PR #211, opened 2021-03-03
estimateAWC and correctAWC using RO2 component lookuptable

brownag:


dylanbeaudette:
Thanks, this is great. We can hash-out the rest in #212.

PR #215, opened 2021-03-09
Remove aqp::union(), simplify combine() and overload c() S4-style

### LINKED ISSUE #161: Make aqp::union() robust to profile ID / site attr collisions.
```r
library(aqp)
library(soilDB)

x <- fetchOSD('musick')

x$hd <- hzDistinctnessCodeToOffset(x$distinctness, codes=c('very abrupt', 'abrupt', 'clear', 'gradual', 'diffuse'))
x$code <- 'OSD'

# hack: simulation with sd=0 -> replication of original data
s <- sim(x, n = 6, hz.sd = 0)

s$hd <- rep(NA, times=nrow(s))
l <- list()

hzdo <- c(0, 0.5, 2, 5, 15, 20)/2
for(i in seq_along(hzdo)) {
  ss <- s[i, ]
  ss$hd <- hzdo[i]
  l[[i]] <- ss
}

s <- aqp::union(l)
s$code <- c('none', 'very abrupt', 'abrupt', 'clear', 'gradual', 'diffuse')

## error on 2020-08-04
# https://github.com/ncss-tech/aqp/issues/161
z <- aqp::union(list(x, s))

## removing old ID "fixes" error:
# s$id <- NULL
# z <- aqp::union(list(x, s))

# no error when used like this
z <- aqp::union(list(s, x))

par(mar=c(0,0,1,0))
plotSPC(z, width=0.33, name.style='center-center', print.id=TRUE, hz.distinctness.offset = 'hd', label='code', hz.depths=TRUE, cex.names=0.8, plot.depth.axis=FALSE)
title('Horizon Boundary Distinctness', line=-1)
```

brownag:
- Removes `aqp::union` (previously deprecated after making it "safe" for SPCs)
- Adds `aqp::c(SPC)`
  - [x] <strike>call `base::c`</strike> use `unlist(..., recursive=FALSE)` for backwards compatibility when `x` is SPC but `...` is not all SPCs or have custom names
- Fixes #161


brownag:
> There is probably a slightly more elegant way to do this.
Specifically the {aqp} method should cleanly dispatch to `base::c()` if the inputs are not all SPCs

brownag:
Thanks @dylanbeaudette for probing me further on that, the fix to `plotMultipleSPC` shouldn't have been necessary, but helped me conceptualize what needed to happen.

https://github.com/ncss-tech/aqp/pull/215/commits/dc429a6bca2423ca44764dae9b3224c0e7cf267e should cover the cases where base-like behavior is needed (it uses `unlist(..., recursive=FALSE)` to first-order-simplify the non-SPC short circuit result)

dylanbeaudette (approved):
Thanks, looks good. Is the addition / overload of `c()` a convenience or to side-step namespace issues with `combine()`?

brownag:
That was the thought. If `combine` may continue to cause issues with deprecation in conjunction with dplyr, we can override base "combine" which is `c()`--"a generic function which combines its arguments."

Since we are making a method for the SPC `S4` the argument is different from the `c(...)` that most of us think about. It is a S4 generic, but with argument list `(x, ...)`. So, we make use of our S4 benefits, essentially, and overload c in an almost completely unambiguous way. The only issues I encountered were a couple rare cases where it was intended that `c(x=SPC,...=something_non_spc)` returned a regular list where the first element was `x` and was an SPC. That all should work as intended now, and result depends on what the ... is, essentially.

dylanbeaudette:
Great, thanks for the explanation. Merge it!

PR #221, opened 2021-04-20
Improved `parseMunsell`

pierreroudier:
This PR implements an improved `parseMunsell`, which now can handle less stable munsell notations, eg using other delimiters than `/`, or missing white spaces.

One study case remains to be implemented: `x.neutral <- parseMunsell('N 2/')`, but it should be possible to adapt this code, which essentially splits the munsell string into 3 parts.

### DIFF
--- a/DESCRIPTION
+++ b/DESCRIPTION
@@ -1,6 +1,6 @@
 Package: aqp
 Version: 1.30
-Date: 2021-04-14
+Date: 2021-04-20
 Title: Algorithms for Quantitative Pedology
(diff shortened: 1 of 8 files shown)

────────

* [Task goal] Could you set down each entry above word for word?

* [Answer box]
PR #211, opened 2021-03-03
estimateAWC and correctAWC using RO2 component lookuptable

brownag:


dylanbeaudette:
Thanks, this is great. We can hash-out the rest in #212.

PR #215, opened 2021-03-09
Remove aqp::union(), simplify combine() and overload c() S4-style

### LINKED ISSUE #161: Make aqp::union() robust to profile ID / site attr collisions.
```r
library(aqp)
library(soilDB)

x <- fetchOSD('musick')

x$hd <- hzDistinctnessCodeToOffset(x$distinctness, codes=c('very abrupt', 'abrupt', 'clear', 'gradual', 'diffuse'))
x$code <- 'OSD'

# hack: simulation with sd=0 -> replication of original data
s <- sim(x, n = 6, hz.sd = 0)

s$hd <- rep(NA, times=nrow(s))
l <- list()

hzdo <- c(0, 0.5, 2, 5, 15, 20)/2
for(i in seq_along(hzdo)) {
  ss <- s[i, ]
  ss$hd <- hzdo[i]
  l[[i]] <- ss
}

s <- aqp::union(l)
s$code <- c('none', 'very abrupt', 'abrupt', 'clear', 'gradual', 'diffuse')

## error on 2020-08-04
# https://github.com/ncss-tech/aqp/issues/161
z <- aqp::union(list(x, s))

## removing old ID "fixes" error:
# s$id <- NULL
# z <- aqp::union(list(x, s))

# no error when used like this
z <- aqp::union(list(s, x))

par(mar=c(0,0,1,0))
plotSPC(z, width=0.33, name.style='center-center', print.id=TRUE, hz.distinctness.offset = 'hd', label='code', hz.depths=TRUE, cex.names=0.8, plot.depth.axis=FALSE)
title('Horizon Boundary Distinctness', line=-1)
```

brownag:
- Removes `aqp::union` (previously deprecated after making it "safe" for SPCs)
- Adds `aqp::c(SPC)`
  - [x] <strike>call `base::c`</strike> use `unlist(..., recursive=FALSE)` for backwards compatibility when `x` is SPC but `...` is not all SPCs or have custom names
- Fixes #161


brownag:
> There is probably a slightly more elegant way to do this.
Specifically the {aqp} method should cleanly dispatch to `base::c()` if the inputs are not all SPCs

brownag:
Thanks @dylanbeaudette for probing me further on that, the fix to `plotMultipleSPC` shouldn't have been necessary, but helped me conceptualize what needed to happen.

https://github.com/ncss-tech/aqp/pull/215/commits/dc429a6bca2423ca44764dae9b3224c0e7cf267e should cover the cases where base-like behavior is needed (it uses `unlist(..., recursive=FALSE)` to first-order-simplify the non-SPC short circuit result)

dylanbeaudette (approved):
Thanks, looks good. Is the addition / overload of `c()` a convenience or to side-step namespace issues with `combine()`?

brownag:
That was the thought. If `combine` may continue to cause issues with deprecation in conjunction with dplyr, we can override base "combine" which is `c()`--"a generic function which combines its arguments."

Since we are making a method for the SPC `S4` the argument is different from the `c(...)` that most of us think about. It is a S4 generic, but with argument list `(x, ...)`. So, we make use of our S4 benefits, essentially, and overload c in an almost completely unambiguous way. The only issues I encountered were a couple rare cases where it was intended that `c(x=SPC,...=something_non_spc)` returned a regular list where the first element was `x` and was an SPC. That all should work as intended now, and result depends on what the ... is, essentially.

dylanbeaudette:
Great, thanks for the explanation. Merge it!

PR #221, opened 2021-04-20
Improved `parseMunsell`

pierreroudier:
This PR implements an improved `parseMunsell`, which now can handle less stable munsell notations, eg using other delimiters than `/`, or missing white spaces.

One study case remains to be implemented: `x.neutral <- parseMunsell('N 2/')`, but it should be possible to adapt this code, which essentially splits the munsell string into 3 parts.

### DIFF
--- a/DESCRIPTION
+++ b/DESCRIPTION
@@ -1,6 +1,6 @@
 Package: aqp
 Version: 1.30
-Date: 2021-04-14
+Date: 2021-04-20
 Title: Algorithms for Quantitative Pedology
(diff shortened: 1 of 8 files shown)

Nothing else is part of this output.